# [Data shown]
PR #142, opened 2020-12-08
App status for ClowdEnvs

BlakeHolifield:
Closes https://issues.redhat.com/browse/RHCLOUD-11038

### DIFF
--- a/apis/cloud.redhat.com/v1alpha1/clowdenvironment_types.go
+++ b/apis/cloud.redhat.com/v1alpha1/clowdenvironment_types.go
@@ -19,7 +19,6 @@ import (
 	"strings"
 
 	"cloud.redhat.com/clowder/v2/apis/cloud.redhat.com/v1alpha1/common"
-	"cloud.redhat.com/clowder/v2/controllers/cloud.redhat.com/config"
 	"cloud.redhat.com/clowder/v2/controllers/cloud.redhat.com/utils"
 	core "k8s.io/api/core/v1"
 	v1 "k8s.io/api/core/v1"
@@ -240,7 +239,12 @@ type ClowdEnvironmentStatus struct {
 	// Important: Run "make" to regenerate code after modifying this file
 	TargetNamespace string                  `json:"targetNamespace"`
 	Deployments     common.DeploymentStatus `json:"deployments"`
-	AppEndpoints    []config.AppEndpoint    `json:"appEndpoints"`
+	AppEndpoints    []AppEndpoint           `json:"appEndpoints"`
+}
+
+type AppEndpoint struct {
+	Name     string `json:"name"`
+	Hostname string `json:"hostname"`
 }
 
 // +kubebuilder:object:root=true
--- a/apis/cloud.redhat.com/v1alpha1/clowdenvironment_types.go
+++ b/apis/cloud.redhat.com/v1alpha1/clowdenvironment_types.go
@@ -239,15 +239,15 @@ type ClowdEnvironmentStatus struct {
 	// Important: Run "make" to regenerate code after modifying this file
 	TargetNamespace string                  `json:"targetNamespace"`
 	Deployments     common.DeploymentStatus `json:"deployments"`
-	Apps            []AppStatus             `json:"apps,omitempty"`
+	Apps            []AppInfo               `json:"apps,omitempty"`
 }
 
-type AppStatus struct {
-	Name        string             `json:"name"`
-	Deployments []DeploymentStatus `json:"deployments"`
+type AppInfo struct {
+	Name        string           `json:"name"`
+	Deployments []DeploymentInfo `json:"deployments"`
 }
 
-type DeploymentStatus struct {
+type DeploymentInfo struct {
 	Name     string `json:"name"`
 	Hostname string `json:"hostname,omitempty"`
 }
--- a/apis/cloud.redhat.com/v1alpha1/clowdenvironment_types.go
+++ b/apis/cloud.redhat.com/v1alpha1/clowdenvironment_types.go
@@ -19,6 +19,7 @@ import (
 	"strings"
 
 	"cloud.redhat.com/clowder/v2/apis/cloud.redhat.com/v1alpha1/common"
+	"cloud.redhat.com/clowder/v2/controllers/cloud.redhat.com/config"
 	"cloud.redhat.com/clowder/v2/controllers/cloud.redhat.com/utils"
 	core "k8s.io/api/core/v1"
 	v1 "k8s.io/api/core/v1"
@@ -239,6 +240,7 @@ type ClowdEnvironmentStatus struct {
 	// Important: Run "make" to regenerate code after modifying this file
 	TargetNamespace string                  `json:"targetNamespace"`
 	Deployments     common.DeploymentStatus `json:"deployments"`
+	AppEndpoints    []config.AppEndpoint    `json:"appEndpoints"`
 }
 
 // +kubebuilder:object:root=true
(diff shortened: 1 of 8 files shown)


controllers/cloud.redhat.com/clowdenvironment_controller.go
```diff
@@ -177,12 +183,86 @@ func runProvidersForEnv(provider providers.Provider) error {
 func (r *ClowdEnvironmentReconciler) SetupWithManager(mgr ctrl.Manager) error {
 	r.Recorder = mgr.GetEventRecorderFor("env")
 	return ctrl.NewControllerManagedBy(mgr).
-		Owns(&apps.Deployment{}).
-		Owns(&core.Service{}).
```
kylape, line 181: why were these two lines removed?

controllers/cloud.redhat.com/clowdapp_controller.go
```diff
@@ -157,7 +157,7 @@ func (r *ClowdAppReconciler) Reconcile(req ctrl.Request) (ctrl.Result, error) {
 	return ctrl.Result{Requeue: requeue}, nil
 }
 
-// SetupWithManager sets up wi
+// SetupWithManager sets up with Manager
```
kylape, line 160: haha

controllers/cloud.redhat.com/clowdenvironment_controller.go
```diff
@@ -177,12 +183,86 @@ func runProvidersForEnv(provider providers.Provider) error {
...
+		if app.Spec.Pods != nil {
+			app.ConvertToNewShim()
+		}
+
+		appstatus := crd.AppStatus{
+			Name:        app.Name,
+			Deployments: []crd.DeploymentStatus{},
+		}
+
+		if app.Spec.EnvName == p.Env.Name {
```
kylape, line 242: imho it would be better to change this to 

```suggestion
		if app.Spec.EnvName != p.Env.Name {
		    continue
		}
```

and move it up to the top of the loop

apis/cloud.redhat.com/v1alpha1/clowdenvironment_types.go
```diff
@@ -239,6 +239,17 @@ type ClowdEnvironmentStatus struct {
 	// Important: Run "make" to regenerate code after modifying this file
 	TargetNamespace string                  `json:"targetNamespace"`
 	Deployments     common.DeploymentStatus `json:"deployments"`
+	Apps            []AppStatus             `json:"apps,omitempty"`
+}
+
+type AppStatus struct {
```
kylape, line 245: The name `AppStatus` is a bit odd to me -- you're not giving the status of an app :slightly_smiling_face: .  Maybe something like `AppInfo` or `AppListing`?

apis/cloud.redhat.com/v1alpha1/clowdenvironment_types.go
```diff
@@ -239,6 +239,17 @@ type ClowdEnvironmentStatus struct {
...
+	Name        string             `json:"name"`
+	Deployments []DeploymentStatus `json:"deployments"`
+}
+
+type DeploymentStatus struct {
```
kylape, line 250: Some comment here -- `DeploymentStatus` is odd because you're not giving the status.

controllers/cloud.redhat.com/clowdenvironment_controller.go
```diff
@@ -177,12 +183,86 @@ func runProvidersForEnv(provider providers.Provider) error {
...
+				if pod.Web {
+					deploymentStatus.Hostname = fmt.Sprintf("%s.%s.svc", deploymentStatus.Name, app.Namespace)
+				}
+				appstatus.Deployments = append(appstatus.Deployments, deploymentStatus)
+			}
+			apps = append(apps, appstatus)
+		}
+	}
+
+	fmt.Printf("\n%v\n", apps)
```
kylape, line 256: probably should remove this debug statement

controllers/cloud.redhat.com/clowdenvironment_controller.go
```diff
@@ -177,12 +183,86 @@ func runProvidersForEnv(provider providers.Provider) error {
...
+}
+
+func (r *ClowdEnvironmentReconciler) generateAppStatus(p providers.Provider) error {
+	// Get all the ClowdApp resources
+	appList := crd.ClowdAppList{}
+	r.Client.List(p.Ctx, &appList)
+	apps := []crd.AppStatus{}
+
+	// Populate
+	for _, app := range appList.Items {
```
kylape, line 231: should check to see if `app.GetDeletionTimestamp() != nil` skip the app if true.

controllers/cloud.redhat.com/clowdenvironment_controller.go
```diff
@@ -96,8 +99,11 @@ func (r *ClowdEnvironmentReconciler) Reconcile(req ctrl.Request) (ctrl.Result, e
 		Env:    &env,
 	}
 
+	err = r.generateAppStatus(provider)
```
kylape, line 102: There is a call to `SetDeploymentStatus` later on in this function that populates another part of the status section.  Can you move this call next to that one?  They should probably share the same parameter set as well.  Either way works, just so they're consistent.  Names could be consistent, too -- one starts with `Generate` and the other with `Set`.

controllers/cloud.redhat.com/clowdenvironment_controller.go
kylape: The reasons are 1) fewer indented lines, and 2) you don't create structs that get thrown away.  pretty minor stuff

controllers/cloud.redhat.com/clowdenvironment_controller.go
```diff
@@ -177,12 +183,86 @@ func runProvidersForEnv(provider providers.Provider) error {
...
+				}
+				appstatus.Deployments = append(appstatus.Deployments, deploymentStatus)
+			}
+			apps = append(apps, appstatus)
+		}
+	}
+
+	fmt.Printf("\n%v\n", apps)
+	p.Env.Status.Apps = apps
+	err := r.Client.Status().Update(p.Ctx, p.Env)
```
kylape, line 258: This line is unnecessary because the client is called to update the status in the calling function.

kylape (changes requested):

controllers/cloud.redhat.com/clowdenvironment_controller.go
BlakeHolifield: I thought these were the cause of the loop and removed them. It was elsewhere.

kylape: I tried running the e2e tests locally with those two lines added back in, and there was no infinite reconciliation loop.  Is there a particular scenario I need to set up by hand to trigger the loop?

BlakeHolifield: No that should be totally resolved. It was a misunderstanding on my end. The loop was caused by the constant stream of appends we mentioned in the call this morning.

config/crd/bases/cloud.redhat.com_clowdenvironments.yaml
```diff
@@ -279,6 +300,7 @@ spec:
                 this file'
               type: string
           required:
+          - apps
```
psav, line 303: I don't think it should be required, but I'm not sure where this comes from - it shouldn't be required because if there are no apps, this will not get populated. Will it just get initialized to an empty array?

controllers/cloud.redhat.com/clowdapp_controller.go
psav: Yeh I keep meaning to fix that one..........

# [What you will do]
Search the listing above for the string "EnvName". Copy every line that contains it.

# [Solution to this task]
+		if app.Spec.EnvName == p.Env.Name {
		if app.Spec.EnvName != p.Env.Name {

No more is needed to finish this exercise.